I have real problems with these two clauses, both the way they have been brought forward and their content. I will deal first with the way in which they have been brought forward. We have heard a lot about the absence of wider consultation. What truly astonished me was what I heard from the Electoral Commission in its excellent briefing to Cross-Bench Peers yesterday. I asked the commission if it was consulted before the Government made their statement of including this in the Bill and the answer was “No”. It was not. It is quite extraordinary to bring forward something of such significance to the commission and not consult it or even inform it of your intention beforehand. That says a lot about the Government’s attitude towards the commission and how they will approach consultation in the future. It is an appalling lack of respect for a pivotal organisation in our democracy.
My second point is around the substance of this section of the Bill. The Government, to put it very directly, are substituting government control for parliamentary scrutiny. That is essentially what is happening with these two clauses. Of course, the Electoral Commission is not perfect. It will have made mistakes and will own up to having done so; it will make mistakes in the future, I am sure, but it is absolutely not resistant to being accountable. It will and does appear in front of Select Committees. As we have heard, it appears in front of the current committee that has been spoken about. The issue is not accountability—being able to hold it to account for what it does and challenge it. That is already in the current arrangements and if it needed to be strengthened, it could be.
This is an issue about control. Is the Government’s view the same as that held, apparently, by a number of Members of the House of Commons, who have lost confidence in the commission? If it is not that, what is it? What problem are we trying to solve here and why are we taking such significant control? The response from the Government is, “Look at the illustrative version of this: there is nothing to see here”. I am afraid that is just not good enough. As the noble and learned Lord, Lord Judge, said, we need to look at what is on the face of the Bill. What does the Bill allow to happen in these circumstances? It is quite clear that, through the Bill, a much more difficult set of requirements could be put on the commission by way of its strategy and policy. We cannot take an illustrative version of this and be assured by it; it simply is not enough. We have to be sure that no version that would be difficult and problematic, and damaged its independence, could come forward under the legislation—and, quite clearly, it could.
We have had much debate about what is meant by “have regard to”, so I looked up a common definition. It says,
“to take account of this guidance and carefully consider it … there would need to be a good reason to justify not complying with it.”

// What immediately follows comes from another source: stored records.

PR #359, opened 2015-12-15
Various Optimizations

philippjfr:
This is a PR for various optimizations on some of the core components of HoloViews.

### DIFF
--- a/holoviews/core/ndmapping.py
+++ b/holoviews/core/ndmapping.py
@@ -14,7 +14,8 @@ import param
 from . import traversal, util
 from .dimension import OrderedDict, Dimension, Dimensioned, ViewableElement
 from .util import (unique_iterator, sanitize_identifier, dimension_sort,
-                   basestring, wrap_tuple, process_ellipses, itervalues)
+                   basestring, wrap_tuple, process_ellipses, itervalues,
+                   get_ndmapping_label)
 
 
 class item_check(object):
@@ -756,12 +757,7 @@ class UniformNdMapping(NdMapping):
             return self._group
         else:
             if len(self):
-                group = None
-                els = itervalues(self.data)
-                while group is None:
-                    el = next(els)
-                    if not el._auxiliary_component:
-                        group = el.group
+                group = get_ndmapping_label(self, 'group')
                 tp = type(el).__name__
                 if tp != group:
                     return group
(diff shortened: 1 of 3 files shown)


holoviews/core/ndmapping.py
```diff
@@ -778,10 +779,8 @@ def label(self):
         if self._label:
             return self._label
         else:
-            labels = {v.label for v in self.values()
-                      if not v._auxiliary_component}
-            if len(labels) == 1:
-                return list(labels)[0]
+            if len(self):
+                return next(itervalues(self.data)).label
```
jlstevens: I think you still need to check ``_auxiliary_component`` as that marks ``Annotations`` where you don't want to propagate the label upwards.

philippjfr: Bottom layer should usually not be an annotation but I can just throw a while loop in there that'll iterate until it finds a non-auxiliar component.

jlstevens: My understanding is that label should be the empty string if the first value (i.e the one we are inspecting) is an ``_auxiliary_component``. Before we were iterating over the NdMapping elements: when you say the bottom layer shouldn't be an annotation, I believe you are thinking about the elements of an Overlay. In other words, I think we need this check for HoloMaps of annotations.

jlstevens:
One quick comment: the code looks good but seems to repeat itself (almost exactly, but not quite) between group and label. I would consider a utility or this, either a function with an option to get the group or label, or maybe a class with two classmethods ``get_group`` and ``get_label``.

Otherwise it looks good and I am happy to merge.

jlstevens:
Looks good once the tests are passing. 

One thing you didn't mention at the start of the PR was how slow the old label/group processing was. I know this will offer some sort of performance improvement but I don't have a feeling for what kind of speed up I can expect and in which situations.

philippjfr:
This PR is ready for merge now that the tests are passing.

philippjfr:
>One thing you didn't mention at the start of the PR was how slow the old label/group processing was. I know this will offer some sort of performance improvement but I don't have a feeling for what kind of speed up I can expect and in which situations.

For very nested datastructures it saves a lot of time. I tested it one a HoloMap of 100 Overlays each containing 100 Curves, in that example it saved 120/130 seconds.

jlstevens:
Thanks. That is a plausible holomap and 120 seconds is a significant saving - although you didn't say how long it took in total. :-)

PR #360, opened 2015-12-15
Fix to how AttrTree handles name mangled attributes

jlstevens:
This PR is tiny but it constitutes a bug fix in an important part of the code that can potentially affect a lot of things. I want to make sure the tests pass here before touching master.


philippjfr:
Looks right to me and the tests seem to agree. Merging.

PR #362, opened 2015-12-16
Bokeh improvements

philippjfr:
This PR will include various improvements for the bokeh backend. First of all it now has proper support for blanking out frames with the empty option, which also allows downsampling to be applied without having to process all the data first. I still want to switch the VLine and HLine implementation to use BoxAnnotations to address zorder and other issues, so the PR isn't quite ready yet.

Note that while all the changes related to changing the BokehPlot get_data method to support an empty option might seem like overkill simply to get callbacks working it's also the first step to being able to reuse plots in an Overlay, which will eventually provide a major optimization.

### DIFF
--- a/holoviews/plotting/bokeh/__init__.py
+++ b/holoviews/plotting/bokeh/__init__.py
@@ -130,3 +130,8 @@ options.Image = Options('style', cmap='hot')
 options.Raster = Options('style', cmap='hot')
 options.QuadMesh = Options('style', cmap='hot')
 options.HeatMap = Options('style', cmap='RdYlBu_r', line_alpha=0)
+
+# Annotations
+options.HLine = Options('style', line_color='black', line_width=3, line_alpha=1)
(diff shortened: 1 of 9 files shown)


jlstevens:
It all sounds good and I don't see any huge blocks of new code to consider. You have a much better understanding of the current limitations of our Bokeh support so I am happy to let you merge whenever you think it is ready.

For ``VLine`` and ``HLine`, I've noticed that something you can see the ends of the lines when extents change (e.g in a ``DynamicMap``). If there much harm ( performance issues perhaps?) extending the lines say 100x the known extents to be safe? If Bokeh does effective clipping, I don't see why we need to try to set the extents of these lines to exactly what is visible.

philippjfr:
I've implemented the ``HLine`` and ``VLine`` using the new Bokeh BoxAnnotation (can replace it with LineAnnotation once bokeh 0.11 is released). This means it's extents always cover the full range of the plot and will always be on top of all the other Elements. With that implemented the PR is ready for merge.

PR #364, opened 2015-12-16
Fixing constant dimensions

philippjfr:
This PR fixes various issues with constant dimensions, in particular it ensures the the default call to .dimensions no longer returns the constant dimensions, which caused a wide range of issues.

### DIFF
--- a/holoviews/core/dimension.py
+++ b/holoviews/core/dimension.py
@@ -508,7 +508,7 @@ class Dimensioned(LabelledData):
 
     __abstract = True
     _sorted = False
-    _dim_groups = ['kdims', 'vdims', 'ddims']
+    _dim_groups = ['kdims', 'vdims', 'cdims', 'ddims']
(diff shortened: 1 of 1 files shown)


jlstevens:
The change looks fine but I am slightly concerned that it pushes constant dimensions to the side. We haven't thought too deeply about constant dimensions but there are cases where they are definitely useful.

I'm also worrying why you didn't just leave ``_dim_groups`` alone and then exclude 'cdims' and 'constant_dimensions' inside ``dimensions`` when ``selection='all'`` (the default). Does removing 'cdims' from ``_dim_groups`` have another effect you need in this fix?

philippjfr:
I'll readd them to dim_groups but until we've thought them through properly returning by default breaks all kinds of assumptions. We should open an issue to discuss how they should actually be used and then integrate them properly.

jlstevens:
Ok great! I'll merge as soon as the tests pass.

jlstevens:

PR #366, opened 2015-12-18
Improved tracebacks

jlstevens:
This pull request implements much nicer abbreviated traceback behavior. Abbreviated tracebacks only occur when the exception originates in a backend module (e.g matplotlib or bokeh) and not from HoloViews itself (unless a ``BackendError`` has been explicitly raised).

In addition, there is no need to worry about ``ABBREVIATE_TRACEBACKS`` anymore as you can just call ``ipython.show_traceback()`` after an abbreviated traceback has occurred in order to view the error in full (with syntax highlighting!). 

If the tests pass I'm happy to see this merged although maybe I should remove ``ABBREVIATE_TRACEBACKS`` entirely? Do we care about backward compatibility in this case?

Lastly, any feedback from anyone willing to try out this branch would be much appreciated.

### DIFF
--- a/holoviews/core/options.py
+++ b/holoviews/core/options.py
@@ -42,6 +42,17 @@ from .tree import AttrTree
 from .util import sanitize_identifier, group_sanitizer,label_sanitizer
 from .pprint import InfoPrinter
 
+
+class BackendError(Exception):
+    """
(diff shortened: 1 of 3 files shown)


philippjfr:
Looks fine to me. Happy to merge.

PR #367, opened 2015-12-18
Dynamic overlay

philippjfr:
This PR makes it possible to use return Overlays with changing keys in a DynamicMap callback. It's a sensitive change, which will require some more testing.

Note that while it now displays everything certain things do not yet work:

* Legends do not yet change to reflect the new NdOverlay key or Overlay label
* In matplotlib styles will not consistently update.

And certain things cannot work:

* Cyclic styles cannot work with a DynamicMap as the total ordering is required during instantiation. Could consider raising a warning when an Element returned from a DynamicMap is given a cyclic style.
* You cannot return more Elements or different types of Elements than are supplied during instantiation.

### DIFF
--- a/holoviews/core/util.py
+++ b/holoviews/core/util.py
@@ -611,6 +611,14 @@ def sort_topologically(graph):
                                     (names_by_level.get(i, None)
                                      for i in itertools.count())))
 
+def get_overlay_spec(o, k, v):
+    """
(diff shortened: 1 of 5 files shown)


philippjfr:
We've opened some issues to improve the validation for DynamicMap return types. For now though this PR is ready for merge.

That is what is in the dictionary for “have regard to”, and it is pretty onerous. For anybody who has worked, as we heard earlier, for an arm’s-length organisation, and I have been the chief executive of one, “have regard to” from a Government is a pretty strong expectation that you will follow and do as you are told. I have to be really blunt here: the only conclusion I can have about why this is coming forward is that it is to put the commission in its place and make it clear what the Government expect it to do and how they expect it to do it. That is a very serious and dangerous step forward.
Another defence that is put for these proposals is that we have this sort of provision for other regulators. That is a completely invalid argument. Other regulators are there to carry out the business of government, to execute and deliver government policy. It is perfectly in order that they have strategy and policy statements from the Government, because they are very clearly acting on behalf of the Government. They may have a certain independence but are there as agents of government. The Electoral Commission is not an agent of government—this is where I think the confusion has come in—but a body that acts on behalf of Parliament and our parliamentary democracy. That is the core difficulty I have with what is in the Bill.
If I had any doubts about the issue, if I thought I might be overreading it, I invite colleagues to read again the letter that came from the commissioners. I shall just read out one paragraph:
“It is our firm and shared view that the introduction of a Strategy and Policy statement—enabling the Government to guide the work of the Commission—is inconsistent with the role that an independent electoral commission plays in a healthy democracy. This independence is fundamental to maintaining confidence and legitimacy in our electoral system.”
Those are extraordinary words from all bar one of the commissioners, and I suspect the one who did not sign it probably had very similar views—I do not know because I cannot ask him. The key point is that having a statement as strong as that from the Electoral Commission, the body we are looking to introduce this for, ought to settle the argument. We ought to say, “If that’s how they feel about this, there must be a serious and real issue that needs to be addressed here”. I do not think I have ever read, in my entire public life, something as strong as that from a body such as the Electoral Commission. For that reason alone, we need to throw out these clauses.
PACAC has said the same thing. Indeed, it said it had not had any representations in support of these clauses—nothing at all. There were plenty who were concerned about it, and I am sure every other noble Lord’s mailbox is like mine, stuffed with correspondence from people who are really concerned about this. If we are serious about the concerns of maintaining the integrity of the democracy we have and the integrity of the Electoral Commission, we should support the proposal and throw out these two clauses.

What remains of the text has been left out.